Years ago I worked with the youth of a congregation as a seminary intern (yes, it was many years ago). One time as I was gathering my charges at the close of a fellowship outing to an amusement park, one of the young people came up and told me they had found the perfect souvenir just for me. It was a baseball cap, but it had two bills; emblazoned on the space between them were the words: “I’m Their Leader … Which Way Did They Go?”
I’ve thought of that cap frequently over the years as I have reflected on the needs for leadership in the church. Certainly its makers meant it as a joke. Yet recently I’ve come to see it as a metaphor not of a hopelessly confused and failed leader, but of precisely the traits of leadership required in times of rapid change like these. Multiplicity of vision, preservation through transformation, shared authority blurring the distinction between “leaders” and “followers”—that double-billed hat is just right for those kinds of leaders.

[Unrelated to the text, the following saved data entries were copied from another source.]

PR #214, opened 2019-05-07
add new view for jembi health check

miltontony:


registrations/views.py
```diff
@@ -363,6 +363,64 @@ def get(self, request, *args, **kwargs):
...
+
+            jembi_result = result.json()
+
+            if len(jembi_result.get("rows")) > 0:
+                resp = {
+                    "up": True,
+                    "result": {"Facility": jembi_result.get("rows")[0][2]},
+                }
+            else:
+                raise Http404()
```
miltontony: @rudigiesler just a check on this - should we return 404 for when the service is down? or is there a better error code?

rudigiesler: @miltontony I think there are 2 codes here depending on what the failure is.
502 - we received a bad response from upstream
504 - we timed out requesting from upstream

registrations/views.py
```diff
@@ -363,6 +363,64 @@ def get(self, request, *args, **kwargs):
...
+                    "400 Error when posting to Jembi.\n"
+                    "Response: %s\nPayload:%s" % (e.response.text)
+                )
+                return Response(
+                    "Error when posting to Jembi. Body: %s Payload: %r"
+                    % (e.response.content),
+                    status=status.HTTP_400_BAD_REQUEST,
+                )
+            else:
+                raise e
```
miltontony, line 415: @rudigiesler that will be handled here -- the HTTP error will just be passed through to the monitor.

registrations/views.py
```diff
@@ -363,6 +363,64 @@ def get(self, request, *args, **kwargs):
...
+            )
+
+        try:
+            clinic_code = request.query_params.get("clinic_code")
+            result = requests.get(
+                urljoin(settings.JEMBI_BASE_URL, "NCfacilityCheck"),
+                headers={"Content-Type": "application/json"},
+                auth=(settings.JEMBI_USERNAME, settings.JEMBI_PASSWORD),
+                params={"criteria": "value:{}".format(clinic_code)},
+                verify=False,
```
rudigiesler, line 393: Since this is in the view, I think we should specify a timeout, we don't want this tying up a worker for a very long period of time.

registrations/views.py
rudigiesler, line 415: We should probably handle the exception and return a response here. We don't want sentry alerts because their API is down, it's not this service that's broken.

registrations/views.py
OMosimege: @rudigiesler how do we add a timeout?

OMosimege: okay thanks

registrations/views.py
```diff
@@ -363,6 +363,66 @@ def get(self, request, *args, **kwargs):
...
+                timeout=300.0,
```
rudigiesler: I think 5 minutes is a bit too long? Was thinking more like 10 seconds.

registrations/views.py
rudigiesler: I think the issue here is that because we're raising the exception here, we'll get a Sentry error

registrations/views.py
rudigiesler: Looking at this again, I think a 502 error is more suited here

registrations/views.py
```diff
@@ -363,6 +363,66 @@ def get(self, request, *args, **kwargs):
...
+                    "Response: %s\nPayload:%s" % (e.response.text)
+                )
+                return Response(
+                    "Error when posting to Jembi. Body: %s Payload: %r"
+                    % (e.response.content),
+                    status=status.HTTP_400_BAD_REQUEST,
+                )
+            else:
+                raise e
+                return Response("Timeout", status.HTTP_504_GATEWAY_TIMEOUT)
```
rudigiesler: I don't think that this line will ever be reached?

OMosimege: both line 420 and 421?

rudigiesler: Just 421. Line 420 will reraise the exception, which means that we'll never be able to get to line 421

OMosimege: in your opinion, if I remove line 421 and replace it on line 406, (where the timeout of the request will be), would that make more sense?

rudigiesler: We probably want to catch the timeout error separately, and return the timeout response in that case. Line 406 means that we've gotten a successful response, so it hasn't timed out.

registrations/views.py
```diff
@@ -363,6 +363,72 @@ def get(self, request, *args, **kwargs):
...
+                return Response(
+                    "Error when posting to Jembi. Body: %s Payload: %r"
+                    % (e.response.content),
+                    status=status.HTTP_400_BAD_REQUEST,
+                )
+            else:
+                raise e
+
+        except (requests.exceptions.Timeout,) as e:
+            if e.response.status_code == 504:
```
rudigiesler: If we have a timeout, then we won't have a response (a timeout means that the server hasn't sent us a response in time)

OMosimege: so, I should remove the response from the exception?

rudigiesler: I think we should just remove the `if`. If we get a `Timeout` exception, then we should just return a 504.

OMosimege: I'm concerned that I do not know how to effectively test out and mock a 504 error

rudigiesler: Yes, that is something that I don't think we can really mock out. We don't want the tests waiting around for 10 seconds for a timeout to happen. I think for this case, it's more work to be able to create a unit test for it than it's worth, so I think we can leave that out for now.

rudigiesler (approved):

PR #218, opened 2019-05-28
Active subscriptions API

rudigiesler:
This PR adds an API endpoint for querying if a user has active subscriptions, and if they do, what kind of subscription they have (public, clinic, or none)


OMosimege (approved):
Great work 👍

PR #219, opened 2019-05-29
Add optout status to subscription check view

rudigiesler:
We need to know if the user is currently opted out to know whether to ask them to opt in again or not.

We're adding this to the subscription check view to reduce the amount of HTTP requests needed during registration, since all the information we need is available in this view already.


OMosimege (approved):
Good work 🍰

It is in that vein I recalled that cap as I read two books on the need for leaders to develop an ability for complex thinking (Roger Martin’s The Opposable Mind and Kegan & Lahey’s Immunity to Change). We live in a digital age where in one sense everything is reduced to 1s and 0s, but it is also an age where binary “either/or” thinking is far too simplistic and limiting an approach for dealing with the world.
Most recently, however, I have been reminded of that hat as a positive metaphor for leadership in reading a brief statement that came out of the Presbyterian Church (USA)’s “Six-Agency Leadership Initiative Consultation.” One section touches directly on the relationship between “leaders” and “followers”:
- Leaders who let go…
- giving up the need to control;
- sharing power;
- risking failure;
- …and leaders who take up:
- moving beyond the idea of being open to that of actively pursuing openness;
- starting with the gifts of the community rather than the needs of the institution;
- going out into the world instead of waiting for the world to come in.
Like that double-billed cap, this statement is a reminder that leaders must accept the responsibility of helping the community fulfill the calling inherent in its gifts ("I'm their leader ...") even as they are led by those whom they serve ("which way did they go").